■ Task objective ■
Look through the data and write out every line with the word "older" in it.

Data under study Block Start

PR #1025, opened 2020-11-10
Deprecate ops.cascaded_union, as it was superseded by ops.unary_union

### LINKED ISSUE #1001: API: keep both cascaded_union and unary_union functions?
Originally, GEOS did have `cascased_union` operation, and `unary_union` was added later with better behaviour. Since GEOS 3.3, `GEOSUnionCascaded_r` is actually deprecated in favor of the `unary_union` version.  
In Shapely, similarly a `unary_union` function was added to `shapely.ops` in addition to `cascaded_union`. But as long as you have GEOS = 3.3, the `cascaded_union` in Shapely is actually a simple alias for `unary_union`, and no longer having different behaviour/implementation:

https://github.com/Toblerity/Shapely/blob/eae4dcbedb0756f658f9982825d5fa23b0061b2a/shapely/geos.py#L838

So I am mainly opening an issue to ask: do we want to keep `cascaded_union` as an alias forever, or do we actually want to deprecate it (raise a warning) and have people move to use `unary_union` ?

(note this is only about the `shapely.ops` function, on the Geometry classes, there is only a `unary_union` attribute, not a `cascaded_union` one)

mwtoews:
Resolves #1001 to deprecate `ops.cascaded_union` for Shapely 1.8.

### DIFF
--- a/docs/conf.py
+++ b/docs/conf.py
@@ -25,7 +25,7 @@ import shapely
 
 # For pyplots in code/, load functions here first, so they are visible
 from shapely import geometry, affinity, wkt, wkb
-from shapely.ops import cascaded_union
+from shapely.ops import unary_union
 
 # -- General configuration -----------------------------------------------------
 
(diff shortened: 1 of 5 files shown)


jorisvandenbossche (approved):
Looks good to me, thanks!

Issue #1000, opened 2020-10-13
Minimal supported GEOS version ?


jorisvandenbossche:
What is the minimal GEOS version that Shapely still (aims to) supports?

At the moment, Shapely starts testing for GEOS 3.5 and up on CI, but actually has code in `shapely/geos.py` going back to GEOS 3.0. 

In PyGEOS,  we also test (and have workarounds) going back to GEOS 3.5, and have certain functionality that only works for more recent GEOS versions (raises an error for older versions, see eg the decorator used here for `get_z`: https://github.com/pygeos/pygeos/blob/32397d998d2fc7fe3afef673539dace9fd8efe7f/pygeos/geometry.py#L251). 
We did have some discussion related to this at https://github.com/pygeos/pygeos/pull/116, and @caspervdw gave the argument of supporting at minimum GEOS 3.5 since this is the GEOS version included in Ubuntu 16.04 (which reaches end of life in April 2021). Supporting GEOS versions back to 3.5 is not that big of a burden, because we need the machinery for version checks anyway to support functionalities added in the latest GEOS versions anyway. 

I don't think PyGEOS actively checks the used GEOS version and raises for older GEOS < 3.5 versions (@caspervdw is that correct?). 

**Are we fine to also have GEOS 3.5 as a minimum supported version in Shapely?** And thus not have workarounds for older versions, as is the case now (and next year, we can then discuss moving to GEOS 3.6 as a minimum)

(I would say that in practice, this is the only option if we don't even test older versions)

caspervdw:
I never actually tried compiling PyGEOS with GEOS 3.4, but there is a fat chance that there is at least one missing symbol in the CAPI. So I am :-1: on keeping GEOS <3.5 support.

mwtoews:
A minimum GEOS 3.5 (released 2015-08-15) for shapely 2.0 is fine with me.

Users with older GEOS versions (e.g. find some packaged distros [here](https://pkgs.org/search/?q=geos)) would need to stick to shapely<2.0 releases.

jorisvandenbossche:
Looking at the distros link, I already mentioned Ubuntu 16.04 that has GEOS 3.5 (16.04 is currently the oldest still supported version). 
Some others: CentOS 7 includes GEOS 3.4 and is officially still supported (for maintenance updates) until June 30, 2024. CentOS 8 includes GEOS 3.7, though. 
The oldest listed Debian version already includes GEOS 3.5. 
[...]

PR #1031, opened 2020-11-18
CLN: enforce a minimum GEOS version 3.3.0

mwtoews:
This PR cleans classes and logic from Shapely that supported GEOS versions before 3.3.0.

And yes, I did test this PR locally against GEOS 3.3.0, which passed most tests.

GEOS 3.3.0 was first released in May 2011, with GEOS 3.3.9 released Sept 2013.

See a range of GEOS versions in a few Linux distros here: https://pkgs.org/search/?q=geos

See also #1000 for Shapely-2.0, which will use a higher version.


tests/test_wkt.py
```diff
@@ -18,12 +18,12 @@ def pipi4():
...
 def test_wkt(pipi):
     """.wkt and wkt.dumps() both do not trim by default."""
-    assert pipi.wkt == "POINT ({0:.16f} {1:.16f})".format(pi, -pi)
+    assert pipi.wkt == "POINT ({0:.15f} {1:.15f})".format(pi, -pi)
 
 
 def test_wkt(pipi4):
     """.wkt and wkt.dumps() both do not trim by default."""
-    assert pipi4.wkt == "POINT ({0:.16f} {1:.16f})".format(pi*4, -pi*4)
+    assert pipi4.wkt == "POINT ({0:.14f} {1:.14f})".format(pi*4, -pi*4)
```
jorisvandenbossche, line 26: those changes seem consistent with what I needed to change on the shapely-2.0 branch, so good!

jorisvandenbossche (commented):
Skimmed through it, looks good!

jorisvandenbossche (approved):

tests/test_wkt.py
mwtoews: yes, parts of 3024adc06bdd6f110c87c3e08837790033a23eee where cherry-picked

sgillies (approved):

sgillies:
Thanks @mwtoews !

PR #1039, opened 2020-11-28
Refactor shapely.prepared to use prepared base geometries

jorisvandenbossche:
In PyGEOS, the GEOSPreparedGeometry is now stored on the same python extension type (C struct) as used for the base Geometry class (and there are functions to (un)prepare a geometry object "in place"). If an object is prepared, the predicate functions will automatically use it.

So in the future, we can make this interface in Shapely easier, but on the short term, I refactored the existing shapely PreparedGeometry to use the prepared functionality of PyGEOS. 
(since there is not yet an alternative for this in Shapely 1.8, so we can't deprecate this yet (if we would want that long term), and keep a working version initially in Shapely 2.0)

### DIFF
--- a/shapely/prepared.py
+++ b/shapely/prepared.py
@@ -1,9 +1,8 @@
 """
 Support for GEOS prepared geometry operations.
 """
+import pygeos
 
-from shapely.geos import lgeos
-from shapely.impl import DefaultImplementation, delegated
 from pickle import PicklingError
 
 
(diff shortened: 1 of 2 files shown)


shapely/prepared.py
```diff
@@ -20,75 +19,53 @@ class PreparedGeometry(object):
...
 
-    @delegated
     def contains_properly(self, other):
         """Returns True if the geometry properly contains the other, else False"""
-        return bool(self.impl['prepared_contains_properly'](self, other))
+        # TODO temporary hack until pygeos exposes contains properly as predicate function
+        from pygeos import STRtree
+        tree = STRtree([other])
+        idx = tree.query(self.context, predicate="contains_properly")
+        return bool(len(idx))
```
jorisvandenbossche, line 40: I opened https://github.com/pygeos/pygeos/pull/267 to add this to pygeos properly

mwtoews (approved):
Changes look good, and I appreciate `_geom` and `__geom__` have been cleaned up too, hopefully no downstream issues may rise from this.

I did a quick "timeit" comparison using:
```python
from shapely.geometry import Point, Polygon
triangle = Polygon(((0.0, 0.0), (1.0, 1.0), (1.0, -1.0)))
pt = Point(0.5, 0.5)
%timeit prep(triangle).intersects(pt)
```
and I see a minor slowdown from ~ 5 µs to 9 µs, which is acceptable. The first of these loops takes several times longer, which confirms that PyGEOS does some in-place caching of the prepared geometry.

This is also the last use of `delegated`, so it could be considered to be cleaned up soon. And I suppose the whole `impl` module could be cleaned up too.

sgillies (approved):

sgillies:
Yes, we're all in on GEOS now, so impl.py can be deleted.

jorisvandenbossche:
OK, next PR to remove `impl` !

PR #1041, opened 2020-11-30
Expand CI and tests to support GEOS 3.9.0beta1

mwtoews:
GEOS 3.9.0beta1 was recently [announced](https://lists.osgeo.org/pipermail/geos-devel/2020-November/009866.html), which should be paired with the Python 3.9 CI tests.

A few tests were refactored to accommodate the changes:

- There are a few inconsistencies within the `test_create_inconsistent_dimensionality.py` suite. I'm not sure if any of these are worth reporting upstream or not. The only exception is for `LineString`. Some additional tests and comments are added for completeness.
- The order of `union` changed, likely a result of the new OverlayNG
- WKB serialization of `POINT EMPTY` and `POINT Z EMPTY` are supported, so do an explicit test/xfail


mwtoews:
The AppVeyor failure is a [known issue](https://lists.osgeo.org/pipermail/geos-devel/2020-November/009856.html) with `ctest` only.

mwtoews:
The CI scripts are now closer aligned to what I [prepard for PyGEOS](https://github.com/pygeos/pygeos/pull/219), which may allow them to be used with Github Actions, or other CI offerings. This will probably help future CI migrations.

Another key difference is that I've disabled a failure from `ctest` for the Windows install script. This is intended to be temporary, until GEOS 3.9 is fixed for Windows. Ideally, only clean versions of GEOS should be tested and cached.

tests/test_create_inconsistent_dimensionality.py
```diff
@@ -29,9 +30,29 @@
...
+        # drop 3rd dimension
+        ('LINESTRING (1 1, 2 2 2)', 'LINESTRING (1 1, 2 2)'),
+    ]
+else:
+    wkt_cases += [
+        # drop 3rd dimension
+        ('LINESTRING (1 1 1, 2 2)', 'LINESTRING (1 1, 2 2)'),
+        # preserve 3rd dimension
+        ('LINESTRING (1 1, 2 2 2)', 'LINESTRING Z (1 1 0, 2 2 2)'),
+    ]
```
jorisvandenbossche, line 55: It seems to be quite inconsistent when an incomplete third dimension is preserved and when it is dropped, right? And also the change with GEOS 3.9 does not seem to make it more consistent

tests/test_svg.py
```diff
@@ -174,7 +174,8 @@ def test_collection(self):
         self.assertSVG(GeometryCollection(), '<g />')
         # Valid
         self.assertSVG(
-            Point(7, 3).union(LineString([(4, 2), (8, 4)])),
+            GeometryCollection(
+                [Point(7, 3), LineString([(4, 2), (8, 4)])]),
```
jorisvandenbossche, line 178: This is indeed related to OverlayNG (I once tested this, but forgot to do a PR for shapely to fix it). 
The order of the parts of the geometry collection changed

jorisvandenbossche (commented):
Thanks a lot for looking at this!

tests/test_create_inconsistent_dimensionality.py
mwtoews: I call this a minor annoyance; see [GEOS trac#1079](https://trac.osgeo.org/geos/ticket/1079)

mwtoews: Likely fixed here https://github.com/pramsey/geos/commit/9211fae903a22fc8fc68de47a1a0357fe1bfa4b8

Data under study Block End

■ Output of the task ■
In PyGEOS,  we also test (and have workarounds) going back to GEOS 3.5, and have certain functionality that only works for more recent GEOS versions (raises an error for older versions, see eg the decorator used here for `get_z`: https://github.com/pygeos/pygeos/blob/32397d998d2fc7fe3afef673539dace9fd8efe7f/pygeos/geometry.py#L251). 
I don't think PyGEOS actively checks the used GEOS version and raises for older GEOS < 3.5 versions (@caspervdw is that correct?). 
**Are we fine to also have GEOS 3.5 as a minimum supported version in Shapely?** And thus not have workarounds for older versions, as is the case now (and next year, we can then discuss moving to GEOS 3.6 as a minimum)
(I would say that in practice, this is the only option if we don't even test older versions)
Users with older GEOS versions (e.g. find some packaged distros [here](https://pkgs.org/search/?q=geos)) would need to stick to shapely<2.0 releases.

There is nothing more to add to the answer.